PR #851, opened 2023-07-17
Fix conversion of deprecated flag on parameters

### LINKED ISSUE #850: Deprecated flag is not configured correctly on query parameter objects
When using the `metadata` parameter on a Marshmallow field, the `deprecated` field is not properly configured on parameter objects with a location of `"query"` in the generated spec (the `description` field is set as expected, but not `deprecated`):

```python
from apispec import APISpec


expected_result = """paths:
  /endpoint:
    get:
      parameters:
      - in: query
        name: bar
        description: A field called bar
        deprecated: true
        schema:
          type: string
        required: true
info:
  title: My API Spec
  version: 1.0.0
openapi: 3.1.0
"""

actual_result = """paths:
  /endpoint:
    get:
      parameters:
      - in: query
        name: bar
        description: A field called bar
        schema:
          type: string
          deprecated: true
        required: true
info:
  title: My API Spec
  version: 1.0.0
openapi: 3.1.0
"""


class TestSchema(Schema):
    bar = fields.Str(
        required=True,
        metadata={"description": "A field called bar", "deprecated": True},
    )


spec = APISpec(
    title="My API Spec",
    version="1.0.0",
    openapi_version="3.1.0",
)
spec.path(
    "/endpoint",
    operations={"get": {"parameters": [{"in": "query", "schema": TestSchema}]}},
)

assert spec.to_yaml() == actual_result  # passes when it should fail
assert spec.to_yaml() == expected_result  # fails when it should pass
```

The `deprecated` field works correctly for request and response bodies, but not for query parameters. It seems to me that setting `deprecated = True` in the metadata on a field instance should mark it as deprecated on the parameter object itself and not the nested schema object, since the schema itself is not what is deprecated.

It looks like the `OpenAPIConverter._field2parameter` method might need updating to promote the `deprecated` flag from the nested `schema` object into the parent object, similar to how `description` is handled.

tsokalski:
Fixes #850. This promotes the `deprecated` value on to the main parameter object rather than setting it on the contained `schema` object.

### DIFF
--- a/AUTHORS.rst
+++ b/AUTHORS.rst
@@ -77,3 +77,4 @@ Contributors (chronological)
 - Edwin Erdmanis `@vorticity <https://github.com/vorticity>`_
 - Mounier Florian `@paradoxxxzero <https://github.com/paradoxxxzero>`_
 - Renato Damas `@codectl <https://github.com/codectl>`_
+- Tayler Sokalski `@tsokalski <https://github.com/tsokalski>`_
--- a/src/apispec/ext/marshmallow/openapi.py
+++ b/src/apispec/ext/marshmallow/openapi.py
@@ -197,6 +197,8 @@ class OpenAPIConverter(FieldConverterMixin):
         else:
             if "description" in prop:
                 ret["description"] = prop.pop("description")
+            if "deprecated" in prop:
+                ret["deprecated"] = prop.pop("deprecated")
             ret["schema"] = prop
 
         for param_attr_func in self.parameter_attribute_functions:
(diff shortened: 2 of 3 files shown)


lafrech:
Looks good, thanks. Sorry about the delay.

CI issue should be fixed in dev branch.

tsokalski:
@lafrech any thoughts on releasing this sometime soon? Maybe in a 6.3.1 release? I know it's not big, but I'd love to remove the workaround in my codebase 😄.

lafrech:
Oh, right. Done.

◆ ◆ ◆ ◆ ◆ ◆ ◆

* _PROBLEM TO WORK ON_
Could you return, word for word, only the lines running from the first line of the material above to the line that contains "--- a/AUTHORS.rst", inclusive?

* _ANSWER_
PR #851, opened 2023-07-17
Fix conversion of deprecated flag on parameters

### LINKED ISSUE #850: Deprecated flag is not configured correctly on query parameter objects
When using the `metadata` parameter on a Marshmallow field, the `deprecated` field is not properly configured on parameter objects with a location of `"query"` in the generated spec (the `description` field is set as expected, but not `deprecated`):

```python
from apispec import APISpec


expected_result = """paths:
  /endpoint:
    get:
      parameters:
      - in: query
        name: bar
        description: A field called bar
        deprecated: true
        schema:
          type: string
        required: true
info:
  title: My API Spec
  version: 1.0.0
openapi: 3.1.0
"""

actual_result = """paths:
  /endpoint:
    get:
      parameters:
      - in: query
        name: bar
        description: A field called bar
        schema:
          type: string
          deprecated: true
        required: true
info:
  title: My API Spec
  version: 1.0.0
openapi: 3.1.0
"""


class TestSchema(Schema):
    bar = fields.Str(
        required=True,
        metadata={"description": "A field called bar", "deprecated": True},
    )


spec = APISpec(
    title="My API Spec",
    version="1.0.0",
    openapi_version="3.1.0",
)
spec.path(
    "/endpoint",
    operations={"get": {"parameters": [{"in": "query", "schema": TestSchema}]}},
)

assert spec.to_yaml() == actual_result  # passes when it should fail
assert spec.to_yaml() == expected_result  # fails when it should pass
```

The `deprecated` field works correctly for request and response bodies, but not for query parameters. It seems to me that setting `deprecated = True` in the metadata on a field instance should mark it as deprecated on the parameter object itself and not the nested schema object, since the schema itself is not what is deprecated.

It looks like the `OpenAPIConverter._field2parameter` method might need updating to promote the `deprecated` flag from the nested `schema` object into the parent object, similar to how `description` is handled.

tsokalski:
Fixes #850. This promotes the `deprecated` value on to the main parameter object rather than setting it on the contained `schema` object.

### DIFF
--- a/AUTHORS.rst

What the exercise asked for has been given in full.